Paper Reading Notes (1): 3D Gaussian Splatting for Real-Time Radiance Field Rendering

Main Achievements

30fps novel view synthesis at 1080p

Key Elements

3D Gaussians for scene representation
Anisotropic covariance optimization for accurate scene representation
Fast, visibility-aware splatting algorithm, using a tile-based and sorting renderer

Core Algorithm

Differentiable 3D Gaussian Splatting

3D Guassians are defined as ellipsoids at $ \mathbf x $ with full covariance matrix $ \Sigma $:

$$ G(\mathbf x) = e^{-\frac{1}{2}\mathbf x^T \Sigma^-1 \mathbf x} $$ and this can be alternatively represented with an epplisoid with rotation: $$ \Sigma = \mathbf R \mathbf S \mathbf S^T \mathbf R^T $$ so it can be efficiently represented with a 7-element vector (3 for scaling and 4 for quaternion).

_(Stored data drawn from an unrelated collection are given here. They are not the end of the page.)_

PR #4944, opened 2026-04-23
(TS) Fix PGVector implementation, where vector distance was inverted.

zegerhoogeboom:
The hybrid search pipeline expects semantic scores where higher is better. pgvector's `<=>` returns cosine distance, where lower is better. Convert it back into a bounded similarity score before returning it.

## Linked Issue

No issue opened. 

## Description

While doing the semantic search, most similar documents have to be ranked highest. Using PGVector, the scores were inverted, surfacing the least relevant documents I suppose. 

This fix actually returns the most similar documents.

## Type of Change

- [x] Bug fix (non-breaking change that fixes an issue)
- [ ] New feature (non-breaking change that adds functionality)
- [ ] Breaking change (fix or feature that would cause existing functionality to change)
- [ ] Refactor (no functional changes)
- [ ] Documentation update

## Test Coverage

- [ ] I added/updated unit tests
- [ ] I added/updated integration tests
- [x] I tested manually (describe below)
- [ ] No tests needed (explain why)

I ran .search() in my (proprietary) app, got very bad results, installed my local version with the fix and now the results are very relevant as expected.

Run this SQL to confirm the distance function in PGVector indeed behaves as I'm describing:
```sql
 WITH memories(id, embedding, payload) AS (
    VALUES
      ('a', '[1,0,0]'::vector, '{"data":"exactly x-axis"}'::jsonb),
      ('b', '[0.9,0.1,0]'::vector, '{"data":"close to x-axis"}'::jsonb),
      ('c', '[0,1,0]'::vector, '{"data":"y-axis"}'::jsonb),
      ('d', '[-1,0,0]'::vector, '{"data":"opposite x-axis"}'::jsonb)
  )
  SELECT
    id,
    payload->>'data' AS text,
    embedding <=> '[1,0,0]'::vector AS distance,
    GREATEST(0, LEAST(1, 1 - (embedding <=> '[1,0,0]'::vector))) AS score
  FROM memories
  ORDER BY distance ASC;
  ```
which outputs: 

 | id | text | distance | score |
  |---|---|---:|---:|
  | a | exactly x-axis | 0.0 | 1.0 |
  | b | close to x-axis | 0.006116251198662548 | 0.9938837488013375 |
  | c | y-axis | 1.0 | 0.0 |
  | d | opposite x-axis | 2.0 | 0.0 |

## Checklist

- [x] My code follows the project's style guidelines
- [x] I have performed a self-review of my code
- [x] I have added tests that prove my fix/feature works 
[...]

PR #4994, opened 2026-04-28
fix(pgvector): convert cosine distance to similarity score

Kblack0610:
## Summary

`PGVector.search()` returns the raw `vector <=> %s::vector` distance as `OutputData.score`, but `score_and_rank()` in `mem0/utils/scoring.py` (used by `Memory.search()` for hybrid retrieval) treats `score` as a similarity (higher = better) and sorts `reverse=True`. The result: semantically closest memories rank LAST while least-similar memories surface first.

This is the Python-side equivalent of the same bug fixed in the TypeScript SDK in #4944, which described the symptom identically:

> While doing the semantic search, most similar documents have to be ranked highest. Using PGVector, the scores were inverted, surfacing the least relevant documents.

## Reproduction

Set up mem0 with the pgvector backend, add a handful of memories, then query for the exact text of one of them. Without this fix, the exact-match memory ranks dead last with a low score; the highest-scoring result is whichever memory has the largest cosine distance from the query.

In a small self-hosted deployment (19 memories), before the fix:

```
query: "plan mode default for non-trivial tasks"
0.553 | User runs a homelab cluster called home-k3s on bare metal       ← top
...
0.221 | Kenneth defaults to plan mode for non-trivial tasks involving... ← LAST (exact match)
```

After the fix:

```
query: "plan mode default for non-trivial tasks"
0.779 | Kenneth defaults to plan mode for non-trivial tasks involving... ← top (exact match)
0.588 | Kenneth scopes his own next steps and does NOT want optional...
0.563 | Kenneth prefers automation over manual fixes...
```

The same pattern reproduces across queries — exact-text matches for `kubectl context home cluster`, `shell neovim notes`, and `postgres fsGroup capabilities` all moved from bottom-of-stack to top-of-stack after the fix.

Direct postgres confirmation that the embeddings themselves are fine:

```sql
-- ORDER BY vector <=> $query_emb (ASC = lowest distance first) returns
-- the exact-match row first with distance ~0.22, similarity ~0.78.
SELECT payload->>'data', vector <=> $1::vector AS dist FROM mem0_memories ORDER BY 2 LIMIT 5;
```

So the cause is purely the score convention mismatch between `pgvector.py:251` and `score_and_rank`.

## Fix

Convert distance → similarity at the boundary in `PGVector.search()`:

```python
return [OutputData(id=str(r[0]), score=float(1.0 - r[1]), payload=r[2]) for r in results]
```

This matches the convention every other ranker call site assumes and aligns with the TS fix in #4944.

`keyword_search()` is unchanged — it already returns `ts_rank_cd` which is a similarity score.

## Type of Change

## Tests

Updated the four mocked-cursor assertions in `tests/vector_stores/test_pgvector.py` to expect the converted score (mocked distance 0.1 → score 0.9, etc.) and switched to `assertAlmostEqual` since the value is now computed:

```bash
$ python -m pytest tests/vector_stores/test_pgvector.py
============================== 50 passed in 0.50s ==============================
```

## Linked Issue / PR

- TypeScript equivalent: #4944 (already merged)

### DIFF
--- a/mem0/vector_stores/pgvector.py
+++ b/mem0/vector_stores/pgvector.py
@@ -248,7 +248,13 @@ class PGVector(VectorStoreBase):
             )
 
             results = cur.fetchall()
-        return [OutputData(id=str(r[0]), score=float(r[1]), payload=r[2]) for r in results]
+        # Convert pgvector cosine distance (lower = more similar) to a
+        # similarity score (higher = more similar) so it matches the
+        # convention assumed by score_and_rank() in the hybrid retrieval
+        # pipeline. Without this, score_and_rank() sorts reverse=True on
+        # raw distance and surfaces the LEAST-similar memories first.
+        # Mirrors the TypeScript fix in PR #4944.
+        return [OutputData(id=str(r[0]), score=float(1.0 - r[1]), payload=r[2]) for r in results]
 
     def keyword_search(self, query, top_k=5, filters=None):
         """
--- a/tests/vector_stores/test_pgvector.py
+++ b/tests/vector_stores/test_pgvector.py
@@ -433,21 +433,23 @@ class TestPGVector(unittest.TestCase):
         )
         
         results = pgvector.search("test query", [0.1, 0.2, 0.3], top_k=2)
-        
+
         # Verify the _get_cursor context manager was called
         mock_get_cursor.assert_called()
-        
+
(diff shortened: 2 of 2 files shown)


kartik-mem0:
Please sign the cla and remove the comments for consistency

youneshima:

PR #4996, opened 2026-04-28
fix(server): clear stale provider api keys

### LINKED ISSUE #4984: bug(server): dashboard saves wrong API key on provider change; .env cannot override database config
## Description

Two related bugs in the self-hosted server that combine to trap users in an unrecoverable bad state when configuring a non-OpenAI provider (e.g. Gemini).

---

## Bug 1 — Dashboard saves stale API key when provider is changed

**Steps to reproduce:**
1. Start the server with `make bootstrap` (defaults to OpenAI provider)
2. Open the dashboard → Configuration
3. Change the LLM/Embedder provider dropdown from `openai` to `gemini`
4. Enter a valid Gemini API key (`AIza...`) in the API Key field
5. Click **Save Configuration**

**Expected:** The Gemini API key is saved for the Gemini provider.

**Actual:** The API key field is pre-populated with the previously saved OpenAI key (`sk-...`). On save, the stale OpenAI key is written to the database for the Gemini provider, causing every subsequent memory operation to fail with:
```
google.genai.errors.ClientError: 400 INVALID_ARGUMENT — API key not valid.
```

**Root cause:** The dashboard fetches the current config and pre-populates the API key field. When the user changes the provider dropdown, the API key field is not cleared — so if the user doesn't manually delete the old key before typing the new one, the old key gets saved.

**Fix:** Clear the API key field when the provider dropdown changes, since keys are provider-specific and a cross-provider key is always wrong.

---

## Bug 2 — `.env` values cannot override database config overrides

Once any config value is saved to the database via the dashboard or `POST /configure`, it permanently overrides `.env` on every restart. There is no way to "reset to defaults" from `.env` alone.

**Steps to reproduce:**
1. Dashboard saves a bad API key to the database (see Bug 1)
2. User updates `server/.env` with the correct `GOOGLE_API_KEY=AIza...`
3. User restarts the container
4. The bad key from the database still wins — `.env` change has no effect

**Root cause:** `server_state.py` `initialize_state()` always merges database overrides on top of `DEFAULT_CONFIG`:
```python
_current_config = deepcopy(default_config)   # from .env
overrides = _load_overrides()                 # from database
if overrides:
    _current_config = _merge_config(_current_config, overrides)  # database always wins
```

**Impact:** The user is trapped — the only escape is calling `POST /configure` via curl directly, which is not documented as a recovery path and not obvious to non-technical users.

**Fix options:**
- If a value is explicitly set in `.env`, it should take priority over the database override for that field (env as source of truth)
- Or add a `make reset-config` / `POST /configure/reset` command that clears all database overrides
- Or the dashboard should clearly show when a database override is active and what value is stored

---

## Combined impact

A user following the self-hosting guide who tries to switch from OpenAI to Gemini hits Bug 1, gets locked into a broken state, then hits Bug 2 when trying to fix it via `.env`. The error message (`API key not valid`) gives no hint that a stale database override is the cause. The only fix is an undocumented direct API call.

## Environment

- `server/requirements.txt` + `server/main.py`
- Reproduced on: 2026-04-27

imwyvern:
## Linked Issue

Closes #4984

## Description

Changing the configured provider could leave the previous provider's API key in the runtime config. Persisted overrides are now scrubbed when they switch providers, matching environment variables are applied after database overrides, and the dashboard clears the provider key field when the provider changes.

Added regression coverage for stale database overrides, runtime updates with env keys, dropping the previous provider key, and keeping a newly-entered provider key.

## Type of Change

- [ ] Documentation update

## Breaking Changes

N/A

## Test Coverage

`python3 -m pytest tests/test_server_state.py -q` passes locally.

`pnpm --dir server/dashboard run typecheck` currently fails before checking this change because the local install is missing the implicit `yauzl` type definition.

## Checklist

### DIFF
--- a/server/dashboard/src/app/(root)/dashboard/configuration/page.tsx
+++ b/server/dashboard/src/app/(root)/dashboard/configuration/page.tsx
@@ -128,7 +128,10 @@ export default function ConfigurationPage() {
               <Label className="text-xs">Provider</Label>
               <Select
                 value={llmProvider}
-                onValueChange={setLlmProvider}
+                onValueChange={(value) => {
+                  if (value !== llmProvider) setLlmApiKey("");
+                  setLlmProvider(value);
+                }}
                 disabled={!isAdmin || !providers}
               >
                 <SelectTrigger>
--- a/server/dashboard/src/app/setup/page.tsx
+++ b/server/dashboard/src/app/setup/page.tsx
@@ -419,7 +419,10 @@ export default function SetupPage() {
                     <Label htmlFor="setup-llm-provider">LLM Provider</Label>
                     <Select
                       value={llmProvider}
-                      onValueChange={setLlmProvider}
+                      onValueChange={(value) => {
+                        if (value !== llmProvider) setLlmApiKey("");
+                        setLlmProvider(value);
+                      }}
                       disabled={!providers}
                     >
                       <SelectTrigger id="setup-llm-provider">
--- a/server/server_state.py
+++ b/server/server_state.py
@@ -1,5 +1,8 @@
+from __future__ import annotations
+
 import json
 import logging
+import os
 import threading
 from copy import deepcopy
 from typing import Any, Callable, Dict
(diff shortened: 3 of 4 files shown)


imwyvern:
I'll get the CLA signed — will follow up once it's done.

kartik-mem0:
Thanks for this fix! You mentioned you would follow up once the CLA was signed, but it looks like that never landed. Closing for now to keep the queue tidy. We would love to merge this, please reopen once the CLA is signed.

PR #4997, opened 2026-04-28
fix: sql injection, prompt injection

harshgupta-mem0:
# Description
Fixes two categories of security vulnerabilities identified in the mem0 codebase:

### 1. SQL/CQL Injection in Vector Store Adapters
Table and keyspace names were interpolated directly into SQL/CQL queries using f-strings, which allows arbitrary query execution if an attacker controls the configuration values.

pgvector.py: Replaced all bare f-string table name interpolations with psycopg.sql.Identifier / psycopg2.sql.Identifier, the driver-native safe quoting mechanism. Also fixed col_info which embedded the name as a string literal inside pg_total_relation_size().
azure_mysql.py / cassandra.py: Added a _validate_identifier() function that rejects any name not matching ^[a-zA-Z_][a-zA-Z0-9_]{0,127}$ at init time. Also fixed Cassandra's list_cols() which embedded self.keyspace as a single-quoted string literal in a CQL query.

### 2. Prompt Injection in LLM Reranker
llm_reranker.py was embedding both the user search query and memory document content into a single formatted string sent as a user message, allowing either input to override the scoring instructions. Fixed by splitting instructions into a role=system message and user data into a separate role=user message. Also added 4000-character truncation on both inputs to prevent prompt flooding.

## Type of Change
 Bug fix (non-breaking change that fixes an issue)

## Verified that:

Passing a malicious collection name (e.g. "x; DROP TABLE users") to AzureMySQL or CassandraDB raises ValueError at init time before any query executes.
PGVector uses sql.Identifier which double-quotes the table name, preventing injection while preserving correct quoting.
The LLM reranker sends scoring instructions as role=system and user data as role=user.
Setting MEM0_POSTHOG_API_KEY=test_key overrides the PostHog key in all Python telemetry modules.

## Checklist

- [x]  My code follows the project's style guidelines
- [x]  I have performed a self-review of my code
- [x]  I have added tests that prove my fix/feature works
- [x]  New and existing tests pass locally
- [x]  I have updated documentation if needed


whysosaket:
@harshgupta-mem0 could you update the PR title and description to drop the PostHog env-variable bullet? The diff doesn't include those telemetry files, so the title/description and the actual changes are out of sync.

harshgupta-mem0:
@whysosaket Done! Thanks for mentioning

whysosaket (approved):

kartik-mem0 (approved):

PR #5000, opened 2026-04-28
fix(memory): pass metadata.timestamp to extraction prompt (closes #4963)

### LINKED ISSUE #4963: Observation Date falls back to Current Date during memory extraction when historical timestamp is provided

PHclaw:
## Problem

When Memory.add() is called with a historical timestamp in metadata, relative temporal references like 'last week', 'yesterday', and 'recently' are resolved against the current date rather than the conversation date.

_add_to_vector_store() never forwards metadata.timestamp to generate_additive_extraction_prompt(), even though that function accepts timestamp= for exactly this purpose.

## Fix

Extract metadata.get('timestamp') in both sync and async _add_to_vector_store() and pass it as timestamp= to generate_additive_extraction_prompt().

Applied to:
- Memory._add_to_vector_store() (sync)
- Memory._add_to_vector_store() (async)

Closes #4963

### DIFF
--- a/cli/python/src/mem0_cli/telemetry.py
+++ b/cli/python/src/mem0_cli/telemetry.py
@@ -4,6 +4,9 @@ Sends fire-and-forget events to PostHog by spawning a detached subprocess
 (telemetry_sender.py). The parent CLI process exits immediately; the
 subprocess handles email resolution, caching, and the HTTP POST.
 
+The Mem0 API key is passed via environment variable (not command-line argument)
+to avoid exposure through /proc/<pid>/cmdline, ps, and process inspection tools.
+
 Disable with: MEM0_TELEMETRY=false
 """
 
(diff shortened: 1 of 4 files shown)


youneshima:
Closing as a duplicate of #4964, which forwards the observation timestamp with the more complete resolution (metadata and message-level fallbacks), passing CI and reviewed. Thanks for the fix and apologies for the overlap, this issue drew many near-identical PRs.

PR #5001, opened 2026-04-28
fix(server): harden production Dockerfile - add libpq5, drop root, remove --reload

### LINKED ISSUE #4816: fix(server): harden production Dockerfile — missing libpq5, root user, --reload flag

PHclaw:
## Summary

Three production-hardening fixes for server/Dockerfile:

### 1. Add libpq5 system library
psycopg (already in requirements.txt) requires the native libpq library. On python:3.12-slim this is not included, causing runtime ImportError:
`
ImportError: libpq.so.5: cannot open shared object file
`
Fix: pt-get install libpq5 before pip install.

### 2. Run as non-root user
The container was running as root, which is a security anti-pattern. Create an pp user with dduser and switch to it with USER app.

### 3. Remove --reload from production CMD
--reload watches files and restarts on changes (development-only). The docker-compose.yaml already overrides CMD with --reload for dev. Production images should not include it.

## Changes

- Add libpq5 install via apt-get before pip install
- Create pp user and switch to it (USER app)
- Copy files with correct ownership (COPY --chown=app:app)
- Remove --reload from the CMD instruction
- Add comment explaining the --reload decision

Closes #4816

### DIFF
--- a/cli/python/src/mem0_cli/telemetry.py
+++ b/cli/python/src/mem0_cli/telemetry.py
@@ -4,6 +4,9 @@ Sends fire-and-forget events to PostHog by spawning a detached subprocess
 (telemetry_sender.py). The parent CLI process exits immediately; the
 subprocess handles email resolution, caching, and the HTTP POST.
 
+The Mem0 API key is passed via environment variable (not command-line argument)
+to avoid exposure through /proc/<pid>/cmdline, ps, and process inspection tools.
+
 Disable with: MEM0_TELEMETRY=false
 """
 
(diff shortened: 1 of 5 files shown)


youneshima:
Closing as a duplicate of #4817, which applies the same hardening with tests and a signed CLA, without the unrelated bundled changes. Thanks.

PR #5002, opened 2026-04-28
fix: add asyncio.Lock to AsyncMemory to prevent Qdrant HNSW index corruption

### LINKED ISSUE #4892: Bug: concurrent AsyncMemory writes corrupt Qdrant HNSW index ('index N is out of bounds')

PHclaw:
## Summary

Concurrent `AsyncMemory.add()` calls cause `'index N is out of bounds'` errors in Qdrant because multiple `upsert()` calls to the same collection corrupt the HNSW index structure during concurrent writes.

## Root Cause

The `AsyncMemory.add()` method calls `_add_to_vector_store()` without any synchronization. Multiple concurrent calls can issue overlapping `upsert()` operations to the same Qdrant collection, which corrupts the HNSW index.

## Changes

`mem0/memory/main.py`:

1. **Add lock in `AsyncMemory.__init__`:**
```python
self._vs_lock = asyncio.Lock()
```

2. **Wrap vector store writes with lock:**
```python
async def add(self, messages, *, ...):
    # ...
    # Lock vector store writes to prevent HNSW index corruption from concurrent upserts
    async with self._vs_lock:
        vector_store_result = await self._add_to_vector_store(...)
    return {"results": vector_store_result}
```

This serializes concurrent writes to the same collection, preventing HNSW index corruption.

Closes #4892

### DIFF
--- a/cli/python/src/mem0_cli/telemetry.py
+++ b/cli/python/src/mem0_cli/telemetry.py
@@ -4,6 +4,9 @@ Sends fire-and-forget events to PostHog by spawning a detached subprocess
 (telemetry_sender.py). The parent CLI process exits immediately; the
 subprocess handles email resolution, caching, and the HTTP POST.
 
+The Mem0 API key is passed via environment variable (not command-line argument)
+to avoid exposure through /proc/<pid>/cmdline, ps, and process inspection tools.
+
 Disable with: MEM0_TELEMETRY=false
 """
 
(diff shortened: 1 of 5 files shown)


youneshima:
Closing as a duplicate of #4893. This PR bundles unrelated telemetry and Dockerfile changes. Thanks.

Each 3D Gaussian also uess sphereical harmonics to represent its color component, which can be written as the SH coefficient vector $ \mathbf c $. To summerize, each 3D Gaussian can be represented with the tuple $ (\mathbf x, \mathbf r, \mathbf q, \mathbf c, \alpha) $ where $ \alpha $ is the opacity and $ \mathbf r $ is the rotation vector.

Adaptive Density Control

Initial 3D Gaussians are formed with SfM points;
Adaptive control focuses on "under reconstruction" (not enough 3D Gaussians for the detailed geometric features) and "over reconstructions" (Gaussians cover too much area?) regions;
Densify Gaussians based on view-space gradients: clone in "under-reconstruction" regions and split in over reconstruction regions;

Fast Differentiable Rasterization

Tile-based rendering and pre-sorting all primitives for the entire image:

Split the screen into 16x16 tiles
Cull 3D Gaussians against view frustum and tiles
Instantiate Gaussians and assign them to tiles using depth and tile ID as key
Sort Gaussians using fast GPU Radix sort
For each tile, create a list of Gaussians and rasterize each tile independently
Warm up the computation at low resolution then upsample twice
Gradual optimization for SH bands: start from zero-th order and then add more bands

Unsorted Thoughts

Very efficient choice for scene representation is key to enabling real-time rendering at 1080p; at the same time the representation may not be the most suitable for digital humans.
How do we enable it for motion? One recent attempt is this work.
The Guassians placement/generation algorithm is still quite empirical. Could we derive that from image features automatically? Maybe even make it trainable?